▶ Your assignment
Your response should be the complete set of records, reproduced exactly.

▶ Data listing
PR #75, opened 2020-04-22
Cosim is clean

vb000:
We started to fall behind on Cosim with latest hardware. So, I spent past few days improving the cosim execution/debug flow and also fixed a recurring issue. Cosim is running successfully with latest hardware now.

In addition to #72, this pr:
- Adds the WAW fix to `sizes` field in `HBTensor`'s constructor. Load to this particular field is triggering WAW bug in various kernels.
- Install two more executable scripts `pycosim.trace` and `pycosim.wave` to dump 'instruction trace' and 'instruction trace & waveform' respectively. There are intended to be used when we suspect something unexpected is going on in the hardware.

Estimating performance impact of the fix is a nice food for thought =). I expect it to be <10k cycles/batch (or chunk). Reasoning: the fix essentially makes the non-blocking load to `HBTensor.sizes` blocking. And if we assume there are about ~100 kernel invocations instantiating 3-4 tensors on average and each blocking load to dram takes ~20 cycles, lost cycles equals to 100 x 4 x 20 = 8000 cycles. @taylor-bsg what do you think? ;)

### DIFF
--- a/.github/workflows/lint.yml
+++ b/.github/workflows/lint.yml
@@ -29,7 +29,7 @@ jobs:
           .jenkins/run-shellcheck.sh
       - name: Ensure no tabs
         run: |
-          (! git grep -I -l $'\t' -- . ':(exclude)*.svg' ':(exclude)**Makefile' ':(exclude)**/contrib/**' ':(exclude)third_party' ':(exclude).gitattributes' ':(exclude).gitmodules' ':(exclude)*.mk' || (echo "The above files have tabs; please convert them to spaces"; false))
+          (! git grep -I -l $'\t' -- . ':(exclude)*.svg' ':(exclude)**Makefile' ':(exclude)**/contrib/**' ':(exclude)third_party' ':(exclude).gitattributes' ':(exclude).gitmodules' ':(exclude)*.mk' ':(exclude)*.tcl' || (echo "The above files have tabs; please convert them to spaces"; false))
       - name: Ensure C++ source files are not executable
         run: |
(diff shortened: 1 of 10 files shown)


cbatten:
Can —trace and —wave be command line arguments to pycosim?

vb000:
It's possible, but this way maintains the standard that all cmd line arguments to pycosim go directly to the python interpreter. Moreover, there might be a python module that implements `--trace`. Also, pycosim is a bash wrapper around cosim executable. And bash doesn't have a formal way to support name arguments. Even if we do it with some hacks, there's no good way to document these options in a help message as `--help` would interfere with that of python's `--help`.

cbatten:
Ah ok ... sometimes in these situations people will use a special environment variable to pass configuration options to some kind of "meta thing" ... that is what pypy does. You can configure pypy by setting environment variables and then running pypy

taylor-bsg:
Bandhav, i.e., small overall performance impact? I guess a high-level
percentage estimate would make the scale more clear.

M

vb000:
> Bandhav, i.e., small overall performance impact? I guess a high-level percentage estimate would make the scale more clear. M

Yes, insignificant performance impact. I have't run full workload recently but the inference I demoed took about 200M cycles! Percentage impact would be 10k / 200M = 0.005%. Just an interesting thing to estimate.

The fix is needed in `HBTensor`'s constructor. If its needed in indexing, the impact might get significant. Then we'd think about alternate approaches like confining fixes to only leaf level code, I imagine.

taylor-bsg:
Okay great!

cbatten:
This is a software fix for a hardware bug right? So won’t we be fixing this in the hardware? Or am I getting confused?

vb000:
Apparently, we have to demo PyTorch on the chip we taped out last summer. So, the plan is to not change the hardware (at least temporarily) to avoid divergence...

yodada (approved):

cbatten:
Doing a demo of PyTorch on the chip you taped out last summer sounds awesome! We want to help ... let us know what we can do.

taylor-bsg:
Yes it will be pretty amazing I think!

M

▶ Response area
PR #75, opened 2020-04-22
Cosim is clean

vb000:
We started to fall behind on Cosim with latest hardware. So, I spent past few days improving the cosim execution/debug flow and also fixed a recurring issue. Cosim is running successfully with latest hardware now.

In addition to #72, this pr:
- Adds the WAW fix to `sizes` field in `HBTensor`'s constructor. Load to this particular field is triggering WAW bug in various kernels.
- Install two more executable scripts `pycosim.trace` and `pycosim.wave` to dump 'instruction trace' and 'instruction trace & waveform' respectively. There are intended to be used when we suspect something unexpected is going on in the hardware.

Estimating performance impact of the fix is a nice food for thought =). I expect it to be <10k cycles/batch (or chunk). Reasoning: the fix essentially makes the non-blocking load to `HBTensor.sizes` blocking. And if we assume there are about ~100 kernel invocations instantiating 3-4 tensors on average and each blocking load to dram takes ~20 cycles, lost cycles equals to 100 x 4 x 20 = 8000 cycles. @taylor-bsg what do you think? ;)

### DIFF
--- a/.github/workflows/lint.yml
+++ b/.github/workflows/lint.yml
@@ -29,7 +29,7 @@ jobs:
           .jenkins/run-shellcheck.sh
       - name: Ensure no tabs
         run: |
-          (! git grep -I -l $'\t' -- . ':(exclude)*.svg' ':(exclude)**Makefile' ':(exclude)**/contrib/**' ':(exclude)third_party' ':(exclude).gitattributes' ':(exclude).gitmodules' ':(exclude)*.mk' || (echo "The above files have tabs; please convert them to spaces"; false))
+          (! git grep -I -l $'\t' -- . ':(exclude)*.svg' ':(exclude)**Makefile' ':(exclude)**/contrib/**' ':(exclude)third_party' ':(exclude).gitattributes' ':(exclude).gitmodules' ':(exclude)*.mk' ':(exclude)*.tcl' || (echo "The above files have tabs; please convert them to spaces"; false))
       - name: Ensure C++ source files are not executable
         run: |
(diff shortened: 1 of 10 files shown)


cbatten:
Can —trace and —wave be command line arguments to pycosim?

vb000:
It's possible, but this way maintains the standard that all cmd line arguments to pycosim go directly to the python interpreter. Moreover, there might be a python module that implements `--trace`. Also, pycosim is a bash wrapper around cosim executable. And bash doesn't have a formal way to support name arguments. Even if we do it with some hacks, there's no good way to document these options in a help message as `--help` would interfere with that of python's `--help`.

cbatten:
Ah ok ... sometimes in these situations people will use a special environment variable to pass configuration options to some kind of "meta thing" ... that is what pypy does. You can configure pypy by setting environment variables and then running pypy

taylor-bsg:
Bandhav, i.e., small overall performance impact? I guess a high-level
percentage estimate would make the scale more clear.

M

vb000:
> Bandhav, i.e., small overall performance impact? I guess a high-level percentage estimate would make the scale more clear. M

Yes, insignificant performance impact. I have't run full workload recently but the inference I demoed took about 200M cycles! Percentage impact would be 10k / 200M = 0.005%. Just an interesting thing to estimate.

The fix is needed in `HBTensor`'s constructor. If its needed in indexing, the impact might get significant. Then we'd think about alternate approaches like confining fixes to only leaf level code, I imagine.

taylor-bsg:
Okay great!

cbatten:
This is a software fix for a hardware bug right? So won’t we be fixing this in the hardware? Or am I getting confused?

vb000:
Apparently, we have to demo PyTorch on the chip we taped out last summer. So, the plan is to not change the hardware (at least temporarily) to avoid divergence...

yodada (approved):

cbatten:
Doing a demo of PyTorch on the chip you taped out last summer sounds awesome! We want to help ... let us know what we can do.

taylor-bsg:
Yes it will be pretty amazing I think!

M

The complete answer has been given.